» THE INPUT:
--- START ---

PR #926, opened 2019-11-25
Apparel compatibility for BBBodySupport, move compatibility patches to subdir.

Dyrewulfe:
Adds apparel rendering compatibility for BBBodySupport, needed to support #921 

I took the soft touch with the logging, it's not an ancient DetoursLib job this time. And opinions on patching approaches aside, the prefix was written to detour for it's particular case only(which made it simple to patch).

Also moved this and the GraphicApparelDetour patch to a subdir and nested namespace, to avoid clutter.

Edit: Forgot to mention, this is currently dependent on author of BBBody removing a def file that overwrites the MiddleHead layer def(zozlin contacted the author). Seeing as that file is called "CE comp temp.xml", it's likely they'll oblige.

### DIFF
--- a/Source/CombatExtended/CombatExtended.csproj
+++ b/Source/CombatExtended/CombatExtended.csproj
@@ -261,13 +261,14 @@
     <Compile Include="CombatExtended\Verbs\Verb_MarkForArtilleryCE.cs" />
     <Compile Include="CombatExtended\Verbs\Verb_ShootMortarCE.cs" />
     <Compile Include="CombatExtended\Verbs\Verb_ShootCEOneUse.cs" />
+    <Compile Include="Harmony\Compatibility\Harmony-BBBodySupport.cs" />
     <Compile Include="Harmony\Harmony-BuildingProperties.cs" />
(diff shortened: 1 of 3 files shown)


ssulunge:
Hello this is BBBody author. Is removing def file all that I need to do? I mean I add that for temporal fix. and another temporal fix is written in the code as well. It checks if apparel is middlehead or not. If I were to delete def file, I need to delete that too.

Dyrewulfe:
@ssulunge Ah, yes, I see your issue.

The attached patch will cover that. The .txt extension will need to be removed, of course(Github doesn't think attaching source files is "appropriate", it seems.)

[CE Patch.xml.txt](https://github.com/NoImageAvailable/CombatExtended/files/3888035/CE.Patch.xml.txt)

ssulunge:
@Dyrewulfe
Thanks for pointing out that Zombiefied patch... that was my mistake bad copy of my code. It is fixed
Def file is deleted, and all middleHead stuffs were removed from code too. (from both BBbody mod and Kijin 1.0)

Please proceed updating BB patch on CE. and thanks for your hard work making all this patch.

--- END ---

» EXERCISE PROMPT: Every piece of the data is to be set down again exactly.

» RESULT OF THIS TASK:
PR #926, opened 2019-11-25
Apparel compatibility for BBBodySupport, move compatibility patches to subdir.

Dyrewulfe:
Adds apparel rendering compatibility for BBBodySupport, needed to support #921 

I took the soft touch with the logging, it's not an ancient DetoursLib job this time. And opinions on patching approaches aside, the prefix was written to detour for it's particular case only(which made it simple to patch).

Also moved this and the GraphicApparelDetour patch to a subdir and nested namespace, to avoid clutter.

Edit: Forgot to mention, this is currently dependent on author of BBBody removing a def file that overwrites the MiddleHead layer def(zozlin contacted the author). Seeing as that file is called "CE comp temp.xml", it's likely they'll oblige.

### DIFF
--- a/Source/CombatExtended/CombatExtended.csproj
+++ b/Source/CombatExtended/CombatExtended.csproj
@@ -261,13 +261,14 @@
     <Compile Include="CombatExtended\Verbs\Verb_MarkForArtilleryCE.cs" />
     <Compile Include="CombatExtended\Verbs\Verb_ShootMortarCE.cs" />
     <Compile Include="CombatExtended\Verbs\Verb_ShootCEOneUse.cs" />
+    <Compile Include="Harmony\Compatibility\Harmony-BBBodySupport.cs" />
     <Compile Include="Harmony\Harmony-BuildingProperties.cs" />
(diff shortened: 1 of 3 files shown)


ssulunge:
Hello this is BBBody author. Is removing def file all that I need to do? I mean I add that for temporal fix. and another temporal fix is written in the code as well. It checks if apparel is middlehead or not. If I were to delete def file, I need to delete that too.

Dyrewulfe:
@ssulunge Ah, yes, I see your issue.

The attached patch will cover that. The .txt extension will need to be removed, of course(Github doesn't think attaching source files is "appropriate", it seems.)

[CE Patch.xml.txt](https://github.com/NoImageAvailable/CombatExtended/files/3888035/CE.Patch.xml.txt)

ssulunge:
@Dyrewulfe
Thanks for pointing out that Zombiefied patch... that was my mistake bad copy of my code. It is fixed
Def file is deleted, and all middleHead stuffs were removed from code too. (from both BBbody mod and Kijin 1.0)

Please proceed updating BB patch on CE. and thanks for your hard work making all this patch.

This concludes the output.